My question: Is it possible to find an upper bound for the maximal multiplicity of a closed point in $X$ in terms of (e.g. the degrees of) the polynomials $f_1,\ldots, f_m$ ?

Indeed, the special case $m=1$ should be easy: Write $f = f_1$ and assume w.l.o.g. that $f(0,\ldots,0) = 0$. Then the multiplicity of $\mathfrak{m} = \langle X_1, \ldots, X_n \rangle$ equals the minimal degree of a monomial $X_1^{i_1} \cdots X_n^{i_n}$ appearing in $f$ with non-zero coefficient (which is certainly bounded from above by the degree of $f$). The case of general $\mathfrak{m}$ should follow by base change.

Any help is appreciated! In particular, I am not sure whether this is a difficult problem or not. (So if you have an opinion on that, then please let me know as well.)
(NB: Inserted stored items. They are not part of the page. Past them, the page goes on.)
PR #424, opened 2017-02-04
Add docking permission

greatestKeks:
I added docking permission dialog to Relay.

### DIFF
--- a/src/spaceObjects/spaceship.cpp
+++ b/src/spaceObjects/spaceship.cpp
@@ -5,6 +5,7 @@
 #include "spaceObjects/beamEffect.h"
 #include "factionInfo.h"
 #include "spaceObjects/explosionEffect.h"
+#include "spaceObjects/spaceStation.h"
 #include "particleEffect.h"
 #include "spaceObjects/warpJammer.h"
 #include "gameGlobalInfo.h"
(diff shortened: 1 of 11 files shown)


daid:
I like the general idea of docking permission, But I'm not sure if this is the best way. Maybe the docking button simply shouldn't work if you do not have permission?

greatestKeks:
This was a possibility I considered. Another option is to increase the multiplier for buying equipment at the station.
I chose to take away 'reputation' because it seems to be fitting and might add a bit of fun.

greatestKeks:
I forgot to ask: Do you want me to implement some changes in my code?

JordanLongstaff:
I tried implementing this, and for some reason, instead of saying "Permission granted" and adding my player ship to the permission list, it simply shows "?" and does not add the player ship.

JordanLongstaff:
I'd suggest increasing the reputation penalty. 10 isn't a whole lot.

src/spaceObjects/spaceship.cpp
```diff
@@ -706,6 +707,17 @@ void SpaceShip::collide(Collisionable* other, float force)
             docking_offset = sf::rotateVector(getPosition() - other->getPosition(), -other->getRotation());
             float length = sf::length(docking_offset);
             docking_offset = docking_offset / length * (length + 2.0f);
+            // if Player has no permission to dock give a penalty of -10 reputation
+            P<SpaceStation> station = dock_object;
+            if (station && !station->hasDockingPermission(this)) {
+                P<PlayerSpaceship> player = P<SpaceShip>(this);
+                player->removeReputationPoints(10);
```
amir-arad: need to check `if(player)`
it might be some bad AI trying to dock a cpu ship, then the game will crash

JordanLongstaff:
I think it would be wise to, instead of forcing the player to get permission to dock or suffer a reputation penalty in every game, make it dependent on the scenario. Expose functions to Lua scripting that allow scenarios to specify whether docking permissions should be required or not.

FaramosCZ:
> I like the general idea of docking permission, But I'm not sure if this is the best way. Maybe the docking button simply shouldn't work if you do not have permission?

It would be better to vizualize the fact that the permission was not granted.
For eamlpe the "Request Dock" button would be overwited by red or organge text "docking denied", when in dock range of a station which disallowed the dock.

Issue may arise when two stations are next to each other, only one denied the docking and the player ship is between them.
In such case, the enabled button "Request Dock" should IMHO get priority and the players would dock to which-ever-one is available.

It migh be also very useful for players to know from faraway (sicence? relay?) if a station denies docking for them.

daid:

PR #425, opened 2017-02-04
Add ship info to science

foesi:
Make a ship description only visible when scanned. Also added another description property to ships which only appears if the ship is deep scanned. This is currently only possible for ships. Maybe this should be extended to ships and stations. For other objects it is maybe worthwhile that the description can be seen all the time.

### DIFF
--- a/src/menus/autoConnectScreen.cpp
+++ b/src/menus/autoConnectScreen.cpp
@@ -39,7 +39,7 @@ AutoConnectScreen::AutoConnectScreen(ECrewPosition crew_position, bool control_m
         LOG(INFO) << "Auto connect filter: " << key << " = " << ship_filters[key];
     }
 
-    if (!PreferencesManager::get("instance_name").compare(""))
+    if (PreferencesManager::get("instance_name") != "")
     {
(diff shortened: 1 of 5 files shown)


czenker:
The feature of this pull requests was implemented in a recent version: https://github.com/daid/EmptyEpsilon/blob/master/CHANGELOG.md#2017-11-03

So this might be closed I guess.

src/menus/autoConnectScreen.cpp
```diff
@@ -124,7 +124,7 @@ bool AutoConnectScreen::isValidShip(int index)
 
     for(auto it : ship_filters)
     {
-        if (it.first == "solo")
+        if (it.first.compare("solo"))
```
daid: Why did you change this? And even more importantly, it's broken now.

foesi:
Sorry. I did a mistake. In Java there is a difference between equals and == and I did not look it up for c++.
I reverted it so now at least this problem should no longer exist.

foesi:
@czenker said this was already implemented.

PR #432, opened 2017-02-14
fix joystick bug

### LINKED ISSUE #426: Bug - Joystick control allows to recharge combat meneuver and lower the heat
Currently, you can use a Joystick to use the CombatManeuverBoost. Not only forwards, but also backwards - which is pretty cool. But as the code does not expect negative values, this leads to a strange and exploitable effect. So by moving backwards, you can not only recharge the combat manoeuvrer bar, but even cool down the maneuvering system instead of heating it up.

There would be two ways to fix this:

**1) Removing the ability to make a reverse combat maneuver boost, consistent with the mouse/touch controls by removing the following lines:**

helmsScreen.cpp, line 78+79
tacticalScreen.cpp, line 75+76

which in both cases looks like:

```
//else
//                    value = (y_position+20) * 1.25 / 100;
```

singlePilotScreen does not seem to have joystick support at all (btw, is there a specific reason?), so nothing to change here.

**2) The ability to boost backwards per joystick is something you would probably expect and should not be too powerful, as long as only the absolute value of the boost is used for exhaustion calculation. This can be achieved by adding two fabs functions**

spaceship.cpp, line 606:
`combat_maneuver_charge -= fabs(combat_maneuver_boost_active) * delta / combat_maneuver_boost_max_time;
`
line 629:
`addHeat(SYS_Impulse, fabs(combat_maneuver_boost_active) * delta * heat_per_combat_maneuver_boost);`

aBlueShadow:
Prevent joystick control from refreshing combat maneuver bar and from cooling down the maneuvering system when moving backwards.

This fixes #426 , using option 2)
Even if 1) is preferred and done later on, using absolute values would make the code more robust.

### DIFF
--- a/src/spaceObjects/spaceship.cpp
+++ b/src/spaceObjects/spaceship.cpp
@@ -603,7 +603,7 @@ void SpaceShip::update(float delta)
     if (combat_maneuver_boost_active != 0.0 || combat_maneuver_strafe_active != 0.0)
     {
         // ... consume its combat maneuver boost.
-        combat_maneuver_charge -= combat_maneuver_boost_active * delta / combat_maneuver_boost_max_time;
+        combat_maneuver_charge -= fabs(combat_maneuver_boost_active) * delta / combat_maneuver_boost_max_time;
         combat_maneuver_charge -= fabs(combat_maneuver_strafe_active) * delta / combat_maneuver_strafe_max_time;
 
         // Use boost only if we have boost available.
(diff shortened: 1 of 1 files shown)


daid:
I agree on that this is better no matter if option 1 or 2 is preferred.

tdelc:
There is still a problem with the joystick : with a backward maneuvering, the refreshing combat maneuver bar reload for me.

aBlueShadow:
Hm.., here both works with that commit (heat increases and refreshing bar depletes when boosting backwards).
I have to admit, I only have a dpad (so only maximal input values) to test here, though I don't think that would matter much.

What about the heat? Does the system cool down (fast) when you boost backwards?.

tdelc:
I think the heat grow up, but i will test that this night.

PR #435, opened 2017-02-19
HotKey Menu for User settings

greatestKeks:
Additional menu point in Options is a Hotkey Menu. 
Hotkeys can be viewed and changed for any category. For categories with a lot of entries this might be a problem, as I not yet have limited the window width.
There is a check if user set SFML key exist and also the key names are made case insensitive.
This menu might in future also allow for Joystick SFML commands to be set by user.


daid:
Boost is a no go.

PR #437, opened 2017-02-20
hotkeyMenu in Options

greatestKeks:
Adding HotkeyMenu for player to set Hotkeys in-game. It is implemented as sub-menu to Options.
Boost dependency has been removed.

To Do: Adapt Menu to Window width.


src/gui/hotkeyConfig.cpp
```diff
@@ -310,3 +335,42 @@ void HotkeyConfigItem::load(string key_config)
...
+                        i++;
+                    }
+                }
+            }
+        }
+    }
+    return false;
+}
+
+bool HotkeyConfig::iequals(const string& a, const string& b)
```
daid: This function has no reason to be in the hotkey config.
The strings are also the class exposed from serious proton, which have a "lower" function. So the whole code can be replaced with "if (a.lower() == b.lower())"

greatestKeks: Ok, thanks!

This resolves my original problem quite nicely. I will make the changes.

JordanLongstaff:
I like this feature, but I just tested it and I'd like to know why the background is a hot pink. Is it a failure to load the standard naval grey background?

oznogon:
This can be closed now that #1050, which incorporates it, was merged

PR #448, opened 2017-03-13
Add option "Can be destroyed ?" 

tdelc:
I added two functions to set if a ship or a station can be destroyed or not. With this option, GM could avoid an unfortunately death of a players' ship.
Option can be set by the script or by tweak in the GM screen.


daid:
Ah, cool, I know the LARP people will love this :-)

amir-arad:
Woot!! I'm LARP people and I love it!

PR #1375, opened 2021-03-28
Spacedust could use unitialized data

gcask:
Happens when the ship is initially at full-stop *and* the ship is around the (0, 0) world position - the positions in the buffer have not been initialized and will remain so until the ship moves enough.

Moreover, ensuring the data type sent from cpu to the shaders lines up for the signs.


gcask:
cc @StarryWisdom

PR #1385, opened 2021-03-31
CMake 3.8

gcask:
* Switched to using SeriousProton's new target.


CMakeLists.txt
```diff
@@ -1,571 +1,413 @@
...
-      execute_process(COMMAND sed -i "s/<Windows.h>/<windows.h>/g" c/discord_game_sdk.h WORKING_DIRECTORY "${CMAKE_CURRENT_BINARY_DIR}/discord")
-    endif()
-  endif()
-  
-  target_link_libraries(${EXECUTABLE_NAME} "${DISCORD_LIB_PATH}/discord_game_sdk.dll.lib")
-  target_include_directories(${EXECUTABLE_NAME} PUBLIC "${CMAKE_CURRENT_BINARY_DIR}/discord/c/")
-elseif(ANDROID)
+target_link_libraries(${PROJECT_NAME}
+    PUBLIC
+        seriousproton glm::glm opengl
```
daid, line 336: I remember having issues with linking seriousproton as library before. Something with static initialization order not going right. But it's a vague memory...

gcask: You did, but I haven't encountered any issues...

I also use SP as a library for my SDL branch and nothing came up there either.

Currently triple checking (I did Windows, Debian, RPi already but I can do a second pass)

gcask: Triple checking for the win: I think I saw the issue you recall.

It's not about static initialization order, so much as [LTO bringing mayhem](https://stackoverflow.com/q/27372667) with MinGW.

It required a little finesse, but I have something that's working :) (requires additional tweaks on SP's target setup).

PR #1388, opened 2021-04-01
Android CI target

gcask:
Builds the APK through github's CI.


gcask:
This shares some commonality with #1159 but sandbox itself to github actions, and does not do artifact publishing - it's only a CI build check.

PR #1390, opened 2021-04-02
warning fixes

gcask:
* typecasting
* inheritance by dominance


gcask:
Will do the same as for SP, and provide separate PRs.

PR #1393, opened 2021-04-04
Scenario waves.lua and update beacon.fr.po

muerteFR:
1. Addition of 2 missing _().
2. Create waves.fr.po
3. Update Beacon scenario French translation.
4. Adding accents.
5. Correction of the meaning of sentences.


scripts/scenario_03_waves.lua
```diff
@@ -122,7 +122,7 @@ end
 
 function spawnWave()
     waveNumber = waveNumber + 1
-    getPlayerShip(-1):addToShipLog("Wave " .. waveNumber, "red")
+    getPlayerShip(-1):addToShipLog(_("Wave ") .. waveNumber, "red")
```
daid, line 125: The right way to add these markers is:
`string.format(_("Wave %d"), waveNumber)` so translators can decide of the number needs to come first or not.

muerteFR: Like that?

muerteFR: Done

PR #1405, opened 2021-04-23
Coherent winding order

### LINKED ISSUE #294: Text on space stations textures are mirrored

gcask:
This harmonizes the winding order to be counter-clockwise across the board (I checked the nebulas, wormholes, beams, engine trails, particles, asteroids, stations, black holes, planets, stars... all render OK).

Meshes do need to be rotated around the Z axis because of how EE massages the matrices around for the 3D pass (and how the entire world appears slanted 90 degrees overall, but that is a story for another time maybe :) )

fixes #294.

### DIFF
--- a/packs/pack_gen.py
+++ b/packs/pack_gen.py
@@ -29,10 +29,10 @@ def convertObj(filename):
 		for i in xrange(2, len(face)):
 			for n in [0, i, i-1]:
 				v = vertices[face[n][0] - 1]
-				vt = uvs[face[n][2] - 1]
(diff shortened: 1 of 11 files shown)


daid:
>  (and how the entire world appears slanted 90 degrees overall, but that is a story for another time maybe :) )

Assuming this is rotation 0 is to the right, so heading 90? Not really fixable without breaking API.

PR #1408, opened 2021-04-25
Add angle() function to utils.lua

hemmond:
Complementary function for `angleToVector()`, with simillar API as `distance(a,b,c,d)` function, `angle()` returns bearing between first object/position and second object/position.

### DIFF
--- a/scripts/utils.lua
+++ b/scripts/utils.lua
@@ -5,7 +5,7 @@
 -- These functions should be as generic as possible, so they are highly usable.
 
 -- Given enough information, find the distance between two positions.
--- This function can be called four ways:
+-- This function can be called in four ways:
 --
 -- distance(obj1, obj2)
 --   Returns the distance between two objects.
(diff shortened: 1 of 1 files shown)


daid:
Due to EE's coordinate system being screwy, it's for me unclear if this function returns a heading or a rotation vector.

Example: `player:setRotation(angle(player, station))` or `player:setHeading(angle(player, station))`?

hemmond:
It returns rotation vector (0° is "to the east"). I could rename it to `angleRotation()` and add `angleHeading()` for heading (0° is "to the north"), so the utils.lua provides both functions. I can also try to document this "dual angling" in the documentation of both functions (and rename function arguments to `heading_angle`/`rotation_angle` in `utils.lua` depending on what angle it accepts). Is that OK?

hemmond:
So, I have implemented `angleRotation()` and `angleHeading()` instead of original `angle()` function along with its respective documentation comments. I have also introduced `angle_is_heading` optional variable to `setCirclePos()` and `vectorFromAngle()`. It should now provide all functions for both numeric use-cases (rotation angle and heading).

PR #1409, opened 2021-04-25
Basic scenario enhanced GM controls

hemmond:
scenario_00_basic.lua GM functions was improved:

- Xansta's Improvements of GM menu (enemy waves in sub-menu)
- Wave positioning can be switched between random positioning (behavior that was in basic scenario before) and between GM positioning (where GM clicks on position where the wave should be spawned). 
- Victory button now asks for confirmation before declaring victory. Information that players have won is then shown in GM screen instead of other GM buttons (GM buttons does nothing after victory anyways). 

This pull request is dependent on [Pull Request #1408](https://github.com/daid/EmptyEpsilon/pull/1408) as angle() function is needed from utils.lua

### DIFF
--- a/scripts/scenario_00_basic.lua
+++ b/scripts/scenario_00_basic.lua
@@ -27,7 +27,7 @@ local stationList
 
 --- Add an enemy wave.
 --
--- That is, create it and add it to `list`.
+-- That is, create enemy wave and add all its ships to `list`.
 --
 -- @tparam table list A table containing enemy ship objects.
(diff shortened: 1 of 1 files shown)


hemmond:
Rebased against current repository since there were changes in this file in commit [0e50318](https://github.com/daid/EmptyEpsilon/commit/0e50318db8a4c253f46df9c900998cf7a0fea666). Fixed so it now uses current version of `utils.lua` (uses function `angleRotation()` instead `angle()`). 

Can be merged right after #1408.

PR #1412, opened 2021-04-28
Being able to list android files (remove slashes)

Tsht:
This is to merge at the same time as the Serious Proton pull request daid/seriousproton#109.
Android needs directories not to have trailing slash.
Instead of making operation on paths for android (removing slashes), use the same convention as Serious Proton 2.
DirectoryProviders should not provide trailing slash, and they are added on each provider if needed.
L109 is kept for not changing the behavior as linux and windows won't care if there is an extra slash (and only want to address Android issue here) (can be cleaned up after)


daid:
With the changes I proposed in SeriousProton, is this still needed?

Tsht:
> 
> 
> With the changes I proposed in SeriousProton, is this still needed?

Nope, I came to the same conclusion after making the change, except maybe for skipping home path on android, but this won't change anything even without. I guess we can skip this PR, for one backslash erasure I don't think this will be a performance issue :)

Tsht:
Not needed after all.

Issue #984, opened 2026-06-10
Anytime-valid structure discovery: every atom ships an e-value, every dictionary ships an FDR certificate, and the model designs its own next experiment


SauersML:
## The claim

The capstone stack (#974–#981) discovers structure — atom birth/death/fission (#976), geometry adjudication (#907), binding (#975) — using evidence heuristics. Three facts, never previously combined in any interpretability stack, say this is fixable into error-controlled experimental science:

1. **Atom existence is a non-regular test.** K vs K+1 components is the boundary / Davies-problem regime where classical LRT χ² asymptotics are broken. Every SAE paper thresholding a likelihood improvement runs this broken test. Universal inference (split-LR e-values, Wasserman–Ramdas–Balakrishnan 2020) is finite-sample valid with NO regularity conditions — exactly this regime. Nobody has connected it to dictionary learning.
2. **Discovery happens under optional stopping.** Training 'until features look right' p-hacks any fixed-sample test by construction. E-processes survive arbitrary stopping times (Ville), and evidence is a resumable running product across corpus shards (#973).
3. **The lab is interventional.** With the landed steering primitive (dosimetry + validity radius) and the output-Fisher harvest (#980), probe choice is optimal experimental design: the steering δ* maximizing ½(μ₁(δ)−μ₀(δ))ᵀF(μ₁(δ)−μ₀(δ)) — the expected log-growth of the deciding e-process. Discrimination, not impact: a maximal steer both hypotheses predict identically teaches nothing.

**Deliverable shape: every discovered atom ships an e-value; every dictionary ships an e-BH FDR certificate over its claimed structure (valid under ARBITRARY dependence — atoms share every token, which is exactly why p-BH/PRDS is illegal here and e-BH is not); contested claims get design-optimal probes with a computed resolution budget ('~N tokens to certify at α').** No interpretability stack on earth has finite-sample, optional-stopping-safe error control over discovered structure.

## Landed substrate

`src/inference/structure_evidence.rs`: `EProcess` (log-space, running-sup Ville semantics — crossings permanent), `split_likelihood_log_e_value` + `PredictablePluginEProcess` (streaming universal inference; the predictability contract — alternative fit on the PREVIOUS shard, never the current — is the one rule whose violation voids the guarantee), `e_benjamini_hochberg`, `select_probe_by_expected_evidence` + `expected_resolution_budget`. Tested (e-BH prefix logic, alt/null crossing + permanence, discrimination-over-impact selection).

[...]

PR #1725, opened 2026-06-30
[agent] #1266: coordinate-descent seed-grid refinement reaches multi-step optima

SauersML:
### The RED test (never passed since introduction)

`seeding::tests::objective_grid_can_seed_adjacent_pair_oversmoothing_corner` was added aspirationally by #1266 (commit `45cf0f007`) and has failed deterministically ever since — including on current `main` HEAD. It asserts that for a 4-penalty cost where two coordinates are *supported* (optimum at ρ=0) and two are *unsupported* (optimum at the over-smoothing corner ρ=12), the grid seeds `[0,0,12,12]`. The shipped code returned `[9,9,12,12]`.

### Root cause

`select_objective_seed_on_log_lambda_grid`'s per-axis refinement ran a **single greedy ±3 sweep**. The isotropic grid first drives every axis to the +12 over-smoothing corner (the unsupported gap dominates the cost), then the lone per-axis sweep can move each supported coordinate only **one** ±3 step (12 → 9). It never revisits an axis, so it stalls at `[9,9,12,12]` — a full 9 units short of each supported coordinate's true optimum.

### Fix

Make the per-axis / pairwise-saturation refinement a true **coordinate descent**: repeat the sweep until a full pass adopts nothing. Each pass re-anchors on the updated best, so a coordinate walks all the way down to its basin in ±3 increments (12 → 9 → 6 → 3 → 0).

### Magic-by-default — no added cost to well-conditioned fits

- The **first** pass is byte-for-byte the old single sweep.
- A confirming pass runs **only after** a pass that *actually improved* the seed (`changed`); a fit with nothing to refine sets `changed = false` on pass one and exits immediately.
- Every candidate is still adopted only on **strict true-REML/LAML-cost improvement**, so `best_cost` strictly decreases whenever `changed` is set; on the finite ±3/saturation lattice the sequence cannot cycle and the loop terminates. `max_sweeps` is a defensive backstop, not the termination condition.

This only **improves** seed placement (the outer optimizer takes only cost-improving steps from the seed, so a better-placed seed can only help); it never weakens a bound.

### Tests

- `objective_grid_can_seed_adjacent_pair_oversmoothing_corner` — now **passes** (was the long-standing RED).
- New `objective_grid_coordinate_descent_walks_multi_step_distance` — supported optimum a full 24 units (8 steps) from the anchor; asserts the descent reaches `[-12,-12,12,12]`.
- New `objective_grid_well_conditioned_seed_exits_after_one_sweep` — counts `eval_cost` calls to pin the early-exit (a regressed unbounded loop would blow the counter).
- All **14** `gam-solve` seeding tests pass.

### Pre-existing failures NOT touched (verified on clean `main` HEAD `c54156bc2`)

Three `gam-solve` unit tests fail deterministically on `main` independent of this change; none are in the reference-quality CI:
- `structure_search::birth_certifies_and_null_fusion_stays_contested` (#984 e-BH FDR)
- `rho_optimizer::run_plan::run_plan_tests::run_screening_reorders_expensive_generated_seeds_before_full_startup_eval` (seed-screening cascade reorder; does NOT touch the grid path this PR changes — confirmed pre-existing in a fresh `main` worktree)

### DIFF
--- a/crates/gam-solve/src/rho_optimizer/run_plan_tests.rs
+++ b/crates/gam-solve/src/rho_optimizer/run_plan_tests.rs
@@ -3342,6 +3342,20 @@ fn run_screening_reorders_expensive_generated_seeds_before_full_startup_eval() {
 }
 
 #[test]
+fn zzz_probe_seed_count_for_screening_test() {
+    let mut seed_config = gam_problem::SeedConfig::default();
+    seed_config.max_seeds = 4;
+    seed_config.seed_budget = 2;
+    seed_config.risk_profile = gam_problem::SeedRiskProfile::GeneralizedLinear;
+    let seeds = crate::seeding::generate_rho_candidates(1, None, &seed_config);
+    eprintln!("PROBE: generated {} seeds:", seeds.len());
+    for s in &seeds {
+        eprintln!("PROBE:   {:?}", s.to_vec());
+    }
+    eprintln!("PROBE: last = {:?}", seeds.last().map(|s| s.to_vec()));
+}
+
+#[test]
 fn initial_rho_with_single_seed_budget_skips_expensive_screening() {
     let mut seed_config = gam_problem::SeedConfig::default();
     seed_config.max_seeds = 4;
--- a/crates/gam-solve/src/seeding.rs
+++ b/crates/gam-solve/src/seeding.rs
@@ -609,47 +609,75 @@ where
         // unsupported term's keep corner is never cheaper than its shrink-out
         // corner, so #1266 is untouched.
         let keep_saturation = clamp_seed_rho_to_bounds(bnds.0, bnds);
-        for axis in 0..n_smooths {
-            let anchor = best_seed.clone();
-            let mut targets = vec![
-                clamp_seed_rho_to_bounds(anchor[axis] - 3.0, bnds),
-                clamp_seed_rho_to_bounds(anchor[axis] + 3.0, bnds),
-            ];
-            if (anchor[axis] - saturation).abs() > 1e-9 {
-                targets.push(saturation);
-            }
-            if nullspace_coords.contains(&axis) {
-                // Step toward the keep basin (a moderate un-shrink) and the full
-                // keep saturation, so the probe reaches the basin wherever it sits
-                // between the anchor and λ_null → 0.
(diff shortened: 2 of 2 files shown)


SauersML:
Verified against current `main`: superseded. main's #1266 seed refinement already does the repeat-sweep coordinate descent this PR targets (`for _ in 0..max_sweeps` re-anchoring until no improvement) AND goes further — the adjacent-pair over-smoothing corner is probed from BOTH the refined best and the baseline anchor (the asymmetric 'shrink s(z), keep s(x)' corner), with null-space keep-direction probes (#1548). The only change here beyond that was a leftover `zzz_probe_*` debug test (eprintln, no assertions), which is not worth landing. No net diff. Closing as landed-better. Branch kept.

SauersML:
Superseded — main already carries the more complete #1266 seed refinement (repeat-sweep coordinate descent + adjacent-pair probing from BOTH the best and baseline anchors), which subsumes this PR's seeding.rs change. After squash-merging onto current main and keeping main's superior seeding.rs, the net diff is empty: the only remaining delta was a `zzz_probe_*` debug test (eprintln, no assertions) that should not land. Closing.

SauersML:
Reopened to land the cherry-picked value. The original seeding.rs change is still superseded by main's repeat-sweep + baseline-anchor refinement, and the `zzz_probe_*` debug test (eprintln, no assertions) was not worth landing as-is. But its INTENT — pinning that #1266 seed-grid refinement reaches multi-step optima — is. I landed a real regression test on main in a541f63fee654a64c8fa6102c05a18303e05357c: `objective_grid_repeat_sweep_reaches_multistep_asymmetric_optimum_1266` in `crates/gam-solve/src/seeding.rs`. It drives `select_objective_seed_on_log_lambda_grid` to the asymmetric interior optimum [9, 0] (saturate one term, keep the other), which the isotropic line and the saturation/adjacent-pair probes cannot reach and which a single per-axis pass stalls on at [6, 0]; only the repeat-sweep coordinate descent lands it. Ban-scanner-clean (real assert_eq! with message, no eprintln/let _/assert!(true)).

SauersML:
Value cherry-picked and landed on main as a541f63f (the repeat-sweep multi-step-optimum regression test). The original per-coordinate seeding change is superseded by main's #1266 refinement. Closing — the salvageable value is in main.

EDIT Sept. 20th, 06:20 pm: Could it be the case that $$\deg(f_1)+\ldots + \deg(f_m)$$ serves as an upper bound? To motivate this idea, suppose again that $f_j(0, \ldots, 0) = 0$ for all $1 \leq j \leq n$. Then I tend to believe that the singularity of $\mathrm{Spec}(K[X_1,\ldots, X_n]/(f_1 \cdots f_m))$ at $\mathfrak{m} = \langle X_1, \ldots, X_n \rangle$ (which should be bounded by $\deg(f_1)+\ldots + \deg(f_m)$ according to the special case $m=1$) is worse than the singularity of $X$ at $\mathfrak{m}$. But maybe my geometric intuition is mistaken here.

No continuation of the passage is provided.